Mar 18, 2010 News
The furore surrounding the statement issued by a conference of Amerindian leaders on land rights is, in the opinion of the Guyana Human Rights Association, misplaced and unhelpful.
The sensitivity manifest by the supporters of the LCDS and REDD+, is uncalled for, the GHRA said in a statement . Nothing in either statements issued by the conference or later by the APA suggests lack of support, or even criticism of the LCDS/REDD+ strategies, indeed, the releases are not primarily concerned with REDD+.
The central concern of both statements is that developments of any kind, whether in extractive industries, other projects or in the LCDS/REDD+ not take place until “fair and transparent policies and actions to resolve our outstanding land claims must be put in place as a priority.”
What is new or controversial about this? The call is not to make implementation of REDD+ or other forms of development dependent on resolution of all land rights claims, but on having ‘fair and transparent policies in place before implementation which may have “impacts on our lands, territories and resources.”
Which Guyanese, much less Amerindian, would not want to see such policies in place?
Those who can remember life before REDD+ would recall that the issue of land rights is the most predictable response from the Amerindian community to any significant development impacting on the hinterland of Guyana.
In the 1990s the invasion of predatory Asian forestry companies provoked such a response; development of National Protected Areas, in the late ‘90s was met by land rights claims, mining permits regularly provoke a similar response.
For this reason, it was more than predictable – and legitimate – that such a far-reaching proposal as the LCDS and REDD+, despite their great potential benefits, would trigger land rights concerns.
The equally predictable response of parading how much has been done ‘for’ Amerindians can never resolve the land matter. It is instructive that so many issues such as forestry, mining and pollution which began as indigenous concerns evolved into national patrimony issues, GHRA said.
Rather than relief that the call has come in such measured and thoughtful terms, LCDS proponents are reacting with a degree of arrogance which leaves the on-looker uncomfortable.
The conference statement is being derided because the media reports of the conference (SN in particular) focus almost exclusively on the references in the press release to LCDS/REDD+.

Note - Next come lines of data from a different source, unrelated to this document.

Issue #3929, opened 2017-03-15
TasteTest: Add missing field


Techievena:
```
>>> taste.__dict__
{'suggested_values': (), 'languages': (), 'default': None, 'description': ''}
```
`taste.languages` field missing in `test__init__defaults` function

PR #3936, opened 2017-03-16
TasteTest.py: Add missing field

madhukar01:
taste.languages field was added to test_init_defaults function

Fixes https://github.com/coala/coala/issues/3929

### DIFF
--- a/tests/bearlib/aspects/TasteTest.py
+++ b/tests/bearlib/aspects/TasteTest.py
@@ -1,5 +1,6 @@
 from coalib.bearlib.aspects import Taste
 from coalib.bearlib.aspects.taste import TasteMeta
+from coalib.bearlib.languages import Languages
 
 
 class TasteTest:
@@ -17,6 +18,10 @@ class TasteTest:
         assert taste.description is ''
         assert taste.suggested_values is ()
         assert taste.default is None
+        assert type(taste.languages) is Languages
+        assert not taste.languages
+        assert not len(taste.languages)
+        assert taste.languages == ()
 
     def test__get__(
             self, SubAspect, SubAspect_tastes, SubAspect_taste_values):


Techievena:
Fix the tests as suggested in the test logs.

corona10:
`tests/bearlib/aspects/TasteTest.py:19: AssertionError`
Please run `py.test` on your local environment. 😄

corona10:
@Madhukar-SH I recommend you to run `$ coala` on your local environment before pushing. :smile:

Madhukar-SH:
@corona10 I did run py.test and was success, forgot to run coala :p 
Will run both from next time :)

tests/bearlib/aspects/TasteTest.py
```diff
@@ -1,5 +1,6 @@
 from coalib.bearlib.aspects import Taste
 from coalib.bearlib.aspects.taste import TasteMeta
+from coalib.bearlib.languages import Languages
```
pratyushprakash: Why is this being imported here?

arjunsinghy96:
Do not merge from `coala/master`. Instead, do a `rebase`. You need to `reset` last merge commit and `rebase` your branch properly.

Madhukar-SH:
@arjunsinghy96 Done, Ty ;)

tests/bearlib/aspects/TasteTest.py
Madhukar-SH: Cleared ;)

tests/bearlib/aspects/TasteTest.py
```diff
@@ -17,6 +17,7 @@ def test__init__defaults(self):
         assert taste.description is ''
         assert taste.suggested_values is ()
         assert taste.default is None
+        assert taste.languages in [(), ('C#',)]
```
pratyushprakash: Why is `C#` in the default languages?

Madhukar-SH: https://github.com/coala/coala/blob/master/coalib/bearlib/aspects/taste.py#L38

adhikasp: @Madhukar-SH the line you referencing is just docstring. The Taste code itself define only empty tuple `()` as default languages.

Madhukar-SH: @adhikasp Look at this https://github.com/coala/coala/blob/master/coalib/bearlib/aspects/taste.py#L75

Madhukar-SH: I suggest you to run the code and check the output before preferring changes :)

supergr35:
Quick thing in the commit body. Make sure you're in the imperative mood. For example: `x was added to y` should become `Add x to y`. I'm pretty sure you can figure out the change you need to make 😉 but let me know if you need help.

supergr35:
3ced873

supergr35:
ack 3ced873

userzimmermann:
unack https://github.com/coala/coala/pull/3936/commits/3ced873cbd94fe6afe71c2cedccc4cb08c4214ba

Madhukar-SH:
@userzimmermann Did you run the code and check the outputs as I suggested?

userzimmermann:
@Madhukar-SH The expected situation for default `languages` on instantiating `Taste()` without arguments is:

```python
assert type(taste.languages) is Languages
assert not taste.languages
assert not len(taste.languages)
assert taste.languages == ()
```

Whereby the latter 2 checks should be moved to a `LanguagesTest`.

If there would be any other state possible, then it wouldn't be correct and couldn't be allowed in the tests. It would be a bug. But even that is not the case. The code is working correctly.

Can you anyway please provide an example what you mean with *"run the code and check the outputs"*. Please show that run command and output you are referring to.

userzimmermann:
@Madhukar-SH BTW: Now that I realized that tests for the `Languages` class are missing you could go on with https://github.com/coala/coala/issues/4037 after this PR :)

madhukar01:
@userzimmermann Yes I agree with you. But for the tests being run. what you told isnt appropriate !

First I checked what would be the value by adding `print(self.laguages)` and creating a `Taste()` object.
Result was `()` empty tuple. See here -> https://snag.gy/RHI4sq.jpg

And then again I ran the `py.test` with `print(self.languages)` present, the output is here -> https://snag.gy/KBMV6E.jpg

Making it `assert taste.languages is ()` would just return an assertion error and wouldn't help us.

userzimmermann:
@madhukar01 `TasteTest.test__init__defaults` is an explicit test for instantiating `Taste()` without any arguments. As @adhikasp already mentioned in https://github.com/coala/coala/pull/3936#discussion_r108041178 , the second case from your `print(...)`s comes from the doc string example which you correctly identified in https://github.com/coala/coala/pull/3936#discussion_r107747924 . But `TasteTest.test__init__defaults` is not related in any way to that example. That example is implicitly verified via `doctest`. `.languages` will always depend on what you put in via `Taste(..., languages=[...])`. That can be any combination of any supported language, not just **C#**. But that's not the business of `TasteTest.test__init__defaults`. Sorry, but you are mixing up unrelated things...

madhukar01:
@userzimmermann Can you please explain me why did the output come out to be like that as mentioned [here](https://github.com/coala/coala/pull/3936#issuecomment-291056376) ?

madhukar01:
See this https://snag.gy/KBMV6E.jpg

userzimmermann:
@madhukar01 Because the **C#** comes from the `Taste` instantiation in the doc string:

```python
>>> Taste[bool](
    ...     'Ignore ``using`` directives in C#.',
    ...     (True, False), default=False,
    ...     languages=('CSharp', )
    ... ).languages
    (C#,)
```

But `TasteTest.test__init__defaults` doesn't operate on that `Taste` instance. The test method is only run once and only operates on the local `taste` object created in that test method at https://github.com/coala/coala/blob/master/tests/bearlib/aspects/TasteTest.py#L16 . That's the only purpose of that test method.

madhukar01:
@userzimmermann If we change it to `assert taste.languages is ()` it's simply returning assertion error while running py.test

userzimmermann:
@madhukar01 Because `taste.languages is not ()` (the empty tuple object). `is` checks if you have exactly the same object (at the same memory address). `taste.languages` is an empty `Languages` object. `Languages` is derived from `tuple`, but `Languages([]) is not ()`. That's why appropriate checks are (as mentioned before):

```python
assert type(taste.languages) is Languages
assert not taste.languages
assert not len(taste.languages)
assert taste.languages == ()
```

madhukar01:
Well @userzimmermann Thanks for making things clear :) 
Now shall I just add `assert type(taste.languages) is Languages` or do I need to add all of them?

userzimmermann:
@madhukar01 You are welcome! I'm glad that we found that common understanding :) Both of us learned something... I learned how to better explain ;)

As I already told in https://github.com/coala/coala/pull/3936#issuecomment-290832814 , not all those `asserts`s are really necessary at this point, since the integrity of a `Languages` object should be checked in a `LanguagesTest`, which is already getting implemented via https://github.com/coala/coala/pull/4047

But let's keep the current state. Better testing a bit too much than too less :)

I hope this PR wasn't too exhaustive ;) and you will pick the next coala issue ASAP

userzimmermann:
ack https://github.com/coala/coala/pull/3936/commits/e8df8eb90c3988edfcfe5e072d909cb9a0183079

userzimmermann:
@rultor merge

A fact which has been overlooked by all commentators is that the original Conference release was signed by some 26 leaders from across the interior, including eight toshaos.
Rather than hyper-ventilate about a less than politically-correct welcome to the LSCD/REDD+ strategies, supporters of the policy would do well to recognize that the threat to land rights – not necessarily from REDD+ – is real and affects all Guyanese. The March issue of the magazine ‘Grain” (grain.org) contains an article all Guyanese would do well to read about land-grabbing in Latin America.
Referring to the problem in Brazil , the article goes on: In neighbouring Guyana , for instance, the Brazilian Government is financing the construction of roads, bridges and other infrastructure to open up Guyana’s ecologically sensitive Rupununi savannah to large-scale agricultural projects that will export crops to Brazil .
“Some Brazilian rice producers who are now negotiating with the Government of Guyana for 99-year leases to large areas of indigenous lands in the Rupununi savannah were recently forced by the Brazilian Supreme Court to abandon lands that they had taken illegally from indigenous communities on their own side of the border, in Raposa Serra do Sol.”
“The multinational seed company RiceTec has approached the government of Guyana for about 2,000 hectares of land in the same region – a diverse and fragile ecosystem that is home to several indigenous peoples.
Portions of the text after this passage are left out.